Raw data:
-- Opening Marker --

PR #981, opened 2015-03-30
[Fix bug 1144188] Expose API endpoint for activities KPI.

johngian:
* Add APIView with the stats required for the activities KPI
* Enable filtering on `country`, `functional_areas__name`, `campaign__name`
* Use a generic KPI serializer since output is similar to all endpoints

### DIFF
--- a/remo/api/serializers.py
+++ b/remo/api/serializers.py
@@ -1,0 +1,11 @@
+from rest_framework import serializers
+
+
+class BaseKPIserializer(serializers.Serializer):
+    """Serializer for the KPI data."""
+    total = serializers.IntegerField()
+    quarter_total = serializers.IntegerField()
+    quarter_growth_percentage = serializers.FloatField()
+    week_total = serializers.IntegerField()
+    week_growth_percentage = serializers.FloatField()
+    total_per_week = serializers.ListField()
--- a/remo/base/utils.py
+++ b/remo/base/utils.py
@@ -1,5 +1,6 @@
 import calendar
 import datetime
+import math
 
 from django.conf import settings
 from django.contrib.auth.management import create_permissions
@@ -150,3 +151,15 @@ def daterange(start_date, end_date):
     """Generator with a range of dates given a starting and ending point."""
     for i in range((end_date - start_date).days + 1):
         yield start_date + datetime.timedelta(i)
+
+
+def get_quarter(date=None):
+    """Return the quarter for this date and datetime of Q's start."""
+    if not date:
+        date = timezone.now()
+
+    quarter = int(math.ceil(date.month/3.0))
+    first_month_of_quarter = 1 + 3*(quarter-1)
+    quarter_start = datetime.datetime(date.year, first_month_of_quarter, 1)
+
+    return (quarter, quarter_start)
--- a/remo/events/api/views.py
+++ b/remo/events/api/views.py
@@ -1,4 +1,3 @@
-import math
 from collections import namedtuple
 from datetime import datetime, timedelta
 
@@ -10,8 +9,10 @@ from rest_framework.views import APIView
 from rest_framework.viewsets import ReadOnlyModelViewSet
 from rest_framework.response import Response
 
+from remo.api.serializers import BaseKPIserializer
+from remo.base.utils import get_quarter
 from remo.events.api.serializers import (EventDetailedSerializer,
-                                         EventSerializer, EventsKPISerializer)
+                                         EventSerializer)
 from remo.events.models import Event
 
 
@@ -32,9 +33,13 @@ class EventsViewSet(ReadOnlyModelViewSet):
 
 
 class EventsKPIFilter(django_filters.FilterSet):
+    """Filter for events KPI endpoint."""
+    category = django_filters.CharFilter(name='categories__name')
+    initiative = django_filters.CharFilter(name='campaign__name')
+
     class Meta:
         model = Event
-        fields = ['categories__name', 'campaign__name', 'country']
+        fields = ['country', 'category', 'initiative']
 
 
 class EventsKPIView(APIView):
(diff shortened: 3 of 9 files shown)


johngian:
@akatsoulas @comzeradd r?

remo/reports/api/views.py
```diff
@@ -19,3 +30,77 @@ def retrieve(self, request, pk):
...
+
+
+class ActivitiesKPIView(APIView):
+
+    def get(self, request):
+        """Returns serialized data for Activities KPI"""
+
+        queryset = NGReport.objects.filter(report_date__lte=now())
+        activities = ActivitiesKPIFilter(request.GET, queryset=queryset)
+        weeks = int(request.QUERY_PARAMS.get('weeks', KPI_WEEKS))
```
akatsoulas: s/QUERY_PARAMS/query_params/g

`QUERY_PARAMS` is going to be deprecated soon.

remo/reports/tests/test_api.py
```diff
@@ -69,3 +73,104 @@ def test_get_remo_url(self):
         data = ActivitiesDetailedSerializer(
             report, context={'request': request}).data
         ok_(report.get_absolute_url() in data['remo_url'])
+
+
+class TestActivitiesKPIView(RemoTestCase):
```
akatsoulas: Probably it's a good idea to add a couple of POST requests and capture the return code, eg: `405 Method Not Allowed`.

johngian: This is part of DRF functionality and it should be tested in that level. IMHO there is no need to test the functionality provided by the framework.

remo/api/serializers.py
```diff
@@ -0,0 +1,11 @@
+from rest_framework import serializers
+
+
+class GenericKPISerializer(serializers.Serializer):
```
akatsoulas: s/GenericKPISerializer/BaseKPI/serializer/

remo/events/api/views.py
```diff
@@ -32,9 +33,13 @@ def retrieve(self, request, pk):
...
 
 class EventsKPIFilter(django_filters.FilterSet):
+    """Filter for events KPI endpoint."""
+    category = django_filters.CharFilter(name='categories__name')
+    initiative = django_filters.CharFilter(name='campaign__name')
+
     class Meta:
         model = Event
-        fields = ['categories__name', 'campaign__name', 'country']
+        fields = ['country']
```
akatsoulas: Probably you need to include here `category` and `initiative`.

remo/reports/api/views.py
```diff
@@ -19,3 +30,77 @@ def retrieve(self, request, pk):
...
+
+
+class ActivitiesKPIFilter(django_filters.FilterSet):
+    """Filter for activities KPI endpoint."""
+    category = django_filters.CharFilter(name='functional_areas__name')
+    initiative = django_filters.CharFilter(name='campaign__name')
+
+    class Meta:
+        model = NGReport
+        fields = ['country']
```
akatsoulas: Probably you need to include here category and initiative.

remo/reports/api/views.py
```diff
@@ -19,3 +30,77 @@ def retrieve(self, request, pk):
...
+
+
+class ActivitiesKPIView(APIView):
+
+    def get(self, request):
+        """Returns serialized data for Activities KPI"""
+
+        queryset = NGReport.objects.filter(report_date__lte=now())
+        activities = ActivitiesKPIFilter(request.GET, queryset=queryset)
```
akatsoulas: s/request.GET/request.query_params/g

akatsoulas: please do the same for the events too.

remo/reports/api/views.py
```diff
@@ -19,3 +30,77 @@ def retrieve(self, request, pk):
...
+        model = NGReport
+        fields = ['country']
+
+
+class ActivitiesKPIView(APIView):
+
+    def get(self, request):
+        """Returns serialized data for Activities KPI"""
+
+        queryset = NGReport.objects.filter(report_date__lte=now())
```
akatsoulas: Are future activities excluded from the specs?

remo/reports/api/views.py
```diff
@@ -19,3 +30,77 @@ def retrieve(self, request, pk):
...
+        activities = ActivitiesKPIFilter(request.GET, queryset=queryset)
+        weeks = int(request.query_params.get('weeks', KPI_WEEKS))
```
akatsoulas: Do you need `int` here?

remo/reports/api/views.py
johngian: Here [1] specs say that ``total`` means ``to date``. I asssume that we are excluding future activities.

[1] https://bugzilla.mozilla.org/show_bug.cgi?id=1144188#c0

remo/reports/api/views.py
johngian: Yes query params are ``str``.

remo/reports/api/views.py
```diff
@@ -19,3 +30,77 @@ def retrieve(self, request, pk):
...
+
+        # Total calculations
+        total = activities.qs.count()
+
+        # Quarter calculations
+        current_quarter = int(math.ceil(now().month/3.0))
+        current_quarter_start = datetime(now().year, current_quarter, 1)
```
akatsoulas: I am not sure I can understand this. According to the var name this should be the start date of each quarter. If this is true, given June as an example month, the result will be 1st of February for the start date of the second quarter.

remo/reports/api/views.py
```diff
@@ -19,3 +30,77 @@ def retrieve(self, request, pk):
...
+        quarter_total = activities.qs.filter(
+            report_date__gte=current_quarter_start).count()
+
+        # Total activities until start of quarter
+        quarter_s_total = activities.qs.filter(
```
akatsoulas: What does `s` stand for?

remo/reports/tests/test_api.py
akatsoulas: We can surely omit this. My point is not to test the DRF functionality, rather than test that your APIView only accepts get requests.

remo/reports/api/views.py
akatsoulas: Obviously - Please ignore this :)

remo/reports/api/views.py
johngian: You are right. This fell between the cracks since the tests are refering to the first quarter. I am fixing this in both activities/reports.

johngian: It might also make sense to change the test data to something more random.

remo/reports/api/views.py
johngian: ``start``

johngian:
@akatsoulas PR updated

remo/base/utils.py
```diff
@@ -150,3 +151,15 @@ def daterange(start_date, end_date):
...
         yield start_date + datetime.timedelta(i)
+
+
+def get_quarter(date=None):
+    """Return the quarter for this date and datetime of Q's start."""
+    if not date:
+        date = timezone.now()
+
+    quarter = int(math.ceil(date.month/3.0))
+    quarter_month = 1 + 3*(quarter-1)
```
akatsoulas: Probably you should rename is to something more meaningful like first_month_of_quarter.

remo/reports/api/views.py
johngian: I'll have another take on this. The problem is that we end up with really large lines due to the calculations.

remo/reports/api/views.py
```diff
@@ -19,3 +30,76 @@ def retrieve(self, request, pk):
...
+            report_date__lte=current_quarter_start).count()
+
+        try:
+            percent_quarter = (total-quarter_s_total)/float(quarter_s_total)
+        except ZeroDivisionError:
+            percent_quarter = 0
+
+        # Week calculations
```
akatsoulas: Please add comments to describe what you are doing here, because it's not clear without the specs to understand what's going on  - this applies to the events too.

remo/reports/api/views.py
akatsoulas: Let's change this :)

johngian:
@akatsoulas PR updated with more comments/readable vars

remo/events/api/views.py
```diff
@@ -42,37 +47,46 @@ class EventsKPIView(APIView):
...
+
+        # Total number of events for current quarter
         quarter_total = events.qs.filter(
             start__gte=current_quarter_start).count()
 
-        # Total events until start of quarter
-        quarter_s_total = events.qs.filter(
+        # Total number of events until start of quarter
+        quarter_start_total = events.qs.filter(
             start__lte=current_quarter_start).count()
```
akatsoulas: s/lte/gte/

remo/events/api/views.py
```diff
@@ -42,37 +47,46 @@ class EventsKPIView(APIView):
...
+            percent_quarter = diff/float(quarter_start_total)
         except ZeroDivisionError:
             percent_quarter = 0
 
         # Week calculations
         current_week_start = now() - timedelta(days=now().weekday())
         prev_week_start = current_week_start - timedelta(weeks=1)
+
+        # Total number of events this week
         week_total = events.qs.filter(start__gte=current_week_start).count()
```
akatsoulas: Shouldn't this be `gt` rather than `gte`.

remo/events/api/views.py
```diff
@@ -42,37 +47,46 @@ class EventsKPIView(APIView):
...
         query_range = [prev_week_start, current_week_start]
+
+        # Total number of events for previous week
         prev_week_total = events.qs.filter(start__range=query_range).count()
```
akatsoulas: Range should include the `current_week_start`.

akatsoulas:
This comments apply to the activities as well. r+wc nice work!

remo/reports/api/views.py
```diff
@@ -19,3 +30,88 @@ def retrieve(self, request, pk):
...
+        for i in range(weeks):
+            start = current_week_start - timedelta(weeks=i)
+            end = start + timedelta(weeks=1)
+
+            # Total number of activities for previous weeks
+            count = activities.qs.filter(
+                report_date__range=[start, end]).count()
+            weekly_count.append({'week': weeks-i, 'activities': count})
+
+        kwargs = {
```
akatsoulas: What about renaming a few of the kwargs?
Eg:
quarter_total
quarter_growth_percentage
week_total
week_growth_percentage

-- Closing Marker --

What needs to be done:
In the entries above, find each line with the word "ZeroDivisionError" and copy it.

Solution to this exercise:
+        except ZeroDivisionError:
         except ZeroDivisionError:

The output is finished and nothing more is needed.